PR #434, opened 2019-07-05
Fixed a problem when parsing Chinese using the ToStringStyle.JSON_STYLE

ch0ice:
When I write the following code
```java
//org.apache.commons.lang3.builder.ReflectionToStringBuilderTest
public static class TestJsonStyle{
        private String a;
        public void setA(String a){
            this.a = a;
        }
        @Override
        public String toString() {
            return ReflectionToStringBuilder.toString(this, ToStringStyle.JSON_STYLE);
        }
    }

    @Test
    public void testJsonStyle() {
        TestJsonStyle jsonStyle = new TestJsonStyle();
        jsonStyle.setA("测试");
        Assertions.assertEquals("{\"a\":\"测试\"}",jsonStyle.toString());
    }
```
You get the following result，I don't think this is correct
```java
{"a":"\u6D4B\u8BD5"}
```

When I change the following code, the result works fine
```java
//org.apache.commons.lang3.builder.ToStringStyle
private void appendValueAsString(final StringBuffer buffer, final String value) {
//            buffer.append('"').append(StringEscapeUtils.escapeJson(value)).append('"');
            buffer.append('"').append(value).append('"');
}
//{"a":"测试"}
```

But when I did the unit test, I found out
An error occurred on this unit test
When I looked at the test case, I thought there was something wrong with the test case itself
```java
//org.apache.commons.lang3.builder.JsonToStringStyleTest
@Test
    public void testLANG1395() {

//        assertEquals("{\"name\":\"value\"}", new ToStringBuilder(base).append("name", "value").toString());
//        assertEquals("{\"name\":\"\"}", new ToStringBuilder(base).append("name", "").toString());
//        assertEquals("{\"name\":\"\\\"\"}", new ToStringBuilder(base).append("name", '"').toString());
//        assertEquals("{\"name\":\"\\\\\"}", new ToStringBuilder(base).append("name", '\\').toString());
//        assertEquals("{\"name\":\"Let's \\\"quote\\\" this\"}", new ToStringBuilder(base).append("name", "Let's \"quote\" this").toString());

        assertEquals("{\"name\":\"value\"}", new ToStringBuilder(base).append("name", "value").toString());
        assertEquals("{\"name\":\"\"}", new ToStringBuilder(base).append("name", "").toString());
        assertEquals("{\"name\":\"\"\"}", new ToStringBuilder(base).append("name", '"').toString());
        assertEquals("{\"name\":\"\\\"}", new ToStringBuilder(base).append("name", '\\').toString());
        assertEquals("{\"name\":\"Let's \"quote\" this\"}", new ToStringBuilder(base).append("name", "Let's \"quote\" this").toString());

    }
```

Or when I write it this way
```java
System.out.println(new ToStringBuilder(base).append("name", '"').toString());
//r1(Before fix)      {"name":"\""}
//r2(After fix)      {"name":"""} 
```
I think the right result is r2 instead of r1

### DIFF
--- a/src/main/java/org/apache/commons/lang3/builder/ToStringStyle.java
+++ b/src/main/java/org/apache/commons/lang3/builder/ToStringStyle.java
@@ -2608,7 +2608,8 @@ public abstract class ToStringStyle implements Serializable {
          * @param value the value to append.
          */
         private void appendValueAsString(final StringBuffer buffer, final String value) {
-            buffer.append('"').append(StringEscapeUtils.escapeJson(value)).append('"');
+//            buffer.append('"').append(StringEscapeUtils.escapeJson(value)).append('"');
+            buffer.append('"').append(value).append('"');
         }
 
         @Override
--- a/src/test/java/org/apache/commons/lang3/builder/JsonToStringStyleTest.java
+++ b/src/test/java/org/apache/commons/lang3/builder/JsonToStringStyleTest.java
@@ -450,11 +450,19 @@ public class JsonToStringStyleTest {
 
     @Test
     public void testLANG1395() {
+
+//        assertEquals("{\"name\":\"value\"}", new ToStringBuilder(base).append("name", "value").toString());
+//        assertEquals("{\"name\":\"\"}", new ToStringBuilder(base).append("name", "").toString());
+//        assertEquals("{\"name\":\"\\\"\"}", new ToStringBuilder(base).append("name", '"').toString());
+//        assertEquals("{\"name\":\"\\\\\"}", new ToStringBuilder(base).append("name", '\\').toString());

§ Problem
Read through the entries, then copy every line where the string "result" is found.

§ Solution for this exercise
You get the following result，I don't think this is correct
When I change the following code, the result works fine
I think the right result is r2 instead of r1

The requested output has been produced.